Zhao Shifu, 44, an agriculture technician in Beijing's Shunyi district, began to work as a plant doctor in his spare time when a plant clinic opened in August.

Zhao, who has more than 20 years of experience curbing pests and plant diseases, said the plant clinic can do something that no other method can.

"When technicians go into the field, they visit very few farmers in a day, and the rest miss out. The clinic has proved to be the best approach to solving plant health problems since they operate regularly - just like a hospital for people," he said.

Zhao said the plant clinic that he works for, which is based in a local shop that sells pesticide and fertilizer, is far more popular among farmers than he imagined it would be.

"Even though it is now winter, the clinic still opens every day - far exceeding the original plan of being open once a week," he said.

When a farmer brings a sample of a sick crop to the plant clinic, a trained plant doctor diagnoses the problem and recommends an affordable, locally available treatment.

Meanwhile, data about the farmer's visit - location, type of crop disease and insect pest, and treatment recommendation - is entered into an electronic database which is shared with the other plant clinics in the country.

Zhang Fengquan, 52, a farmer in Beijing's Shunyi district, said the plant clinic is now her first choice when her crops are seriously affected by unknown problems that she can't control.

"Unlike agrochemical sellers, who simply recommended four or five varieties of pesticides to curb one type of crop disease, the plant doctor lets me know what happened to my crops and how to prevent such problems," she said.

Since 2007, China has been the world's largest consumer of chemical fertilizers, using more than 50 million metric tons a year, four times the amount used in the 1980s, according to the National Bureau of Statistics.

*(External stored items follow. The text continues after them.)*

PR #808, opened 2026-08-06
fix: add session-scoped Responses cache key (#758)

### LINKED ISSUE #758: [bamboo-llm] fix: add session-scoped prompt_cache_key for OpenAI Responses caching
## Summary

OpenAI Responses agent-loop requests send an append-only conversation history but do not currently provide a stable `prompt_cache_key`. On compatible upstreams, otherwise-identical growing prefixes can be routed to different cache shards, producing repeated cache misses even when the serialized prefix is stable.

This is separate from the token-usage parsing problem tracked in #687. Accurate `cached_tokens` observability is needed to measure the effect, but the cache-affinity request field is its own behavior change.

## Evidence

A controlled four-round append-only test used the same request shape and only appended new tail messages:

- without `prompt_cache_key`: all four rounds reported `cached_tokens = 0`;
- with one stable key: rounds 2 and 3 reused the prior growing prefix;
- a later round could still miss, confirming that the field improves affinity but is not a cache-hit guarantee.

A separate controlled run also demonstrated that the upstream can cache a growing append-only prefix, so the issue is not limited to a fixed static prompt header.

## Expected behavior

For OpenAI Responses requests used by the agent loop:

1. derive a deterministic key from the Bamboo session identity;
2. send only a domain-separated cryptographic hash, never the raw session ID;
3. keep the same key when a session resumes and when a request retries or falls back within the Responses protocol;
4. do not inject a key for requests without a session ID or for non-agent-loop purposes;
5. leave Chat Completions, Anthropic, and unrelated providers unchanged;
6. apply configured request-body overrides after the default so operators can replace or remove `prompt_cache_key`.

## Acceptance criteria

- Same session and purpose produce the same 64-character hash key.
- Different sessions produce different keys.
- Raw session identifiers are absent from the outbound request body.
- Resumed sessions and Responses retries retain the same key.
- Request overrides can replace or remove the generated key.
- Regression tests cover key stability/isolation and the actual `/responses` request body.
- Documentation and logs describe the key as an affinity hint, not a guaranteed hit.

Related: #687

bigduu:
## Summary

- derive a stable, domain-separated SHA-256 `prompt_cache_key` from the agent-loop session ID so OpenAI Responses requests keep cache affinity across turns and resumed sessions without sending the raw session ID
- carry the key through request planning and PromptIR lowering while preserving the existing compatible-model gate and request-level replace/remove override semantics
- document the routing-affinity behavior and add regression coverage for stability, privacy, fallback/retry paths, overrides, and Chat Completions isolation

## Test Plan

- `cargo build --examples`

## Screenshots

N/A (backend request-planning change)

Closes #758

### DIFF
--- a/crates/engine/bamboo-engine/src/runtime/runner/round_lifecycle/stream_execution.rs
+++ b/crates/engine/bamboo-engine/src/runtime/runner/round_lifecycle/stream_execution.rs
@@ -33,6 +33,7 @@ use bamboo_llm::{
     SegmentRole,
 };
 use bamboo_tools::exposure::activated_discoverable_tools;
+use sha2::{Digest, Sha256};
 
 /// LLM-stream frame bundling per-request identification, observability, and
 /// model configuration parameters.  Passed into [`execute_llm_stream`] to
@@ -52,6 +53,8 @@ pub(in crate::runtime::runner) struct LlmStreamFrame<'a> {
 const SESSION_RESPONSES_PREVIOUS_RESPONSE_ID_KEY: &str = "responses.previous_response_id";
 const CONVERSATION_SUMMARY_START_MARKER: &str = "<!-- CONVERSATION_SUMMARY_START -->";
 const INTERRUPTED_ASSISTANT_OUTPUT_KIND: &str = "interrupted_assistant_output";
+const AGENT_LOOP_REQUEST_PURPOSE: &str = "agent_loop";
+const PROMPT_CACHE_KEY_DOMAIN: &[u8] = b"bamboo/openai/responses/prompt-cache-key/v1\0";
 
 fn interruption_kind(error: &AgentError) -> &'static str {
     match error {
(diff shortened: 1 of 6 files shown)


bigduu (commented):
Independent agent review: PASS on exact head `6f0855dff756014779f6577bc8e527039e18c691`.

Verified that the live PR diff matches the frozen reviewed patch (`4070f78d02b4363106d0140a9e5660eb97e700ea5bb7b84729e0ef213fa46d24`), satisfies Issue #758 acceptance criteria, preserves override/fallback/protocol boundaries, and does not expose raw session IDs. Formatting, focused engine tests (35/35), bamboo-llm tests (563/563), strict affected-library clippy, and the full local workspace suite passed. No blocking security or correctness findings.

Submitted as COMMENT because GitHub does not permit the PR author to self-approve.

The country also uses 1.3 million tons of pesticides annually, with usage per unit area 2.5 times the global average, according to the Chinese Academy of Agricultural Sciences.

Experts say an increase in plant disease and the deterioration of the environment have been caused in part by years of heavy use of agrochemicals.

Wan Min, project manager of CABI in China, said about eight new plant clinics are scheduled to open in China next year, especially in the west, where more poor farmers urgently need technical advice.

The program has also received support worldwide: More than 1,000 plant clinics are expected to be built in about 40 countries by 2016, he said.

The Food and Agriculture Organization of the United Nations says that nearly 1 billion people in the world are going hungry every day, and over half of those are smallholder farmers who rely on income from their crops to feed their families.

At the same time, up to 40 percent of the food that is currently grown worldwide is lost to plant pests and diseases before it can be consumed.

"If we can reduce this amount by even 1 percent, we can potentially feed millions more people," said Zhang Feng, country director of CABI in China.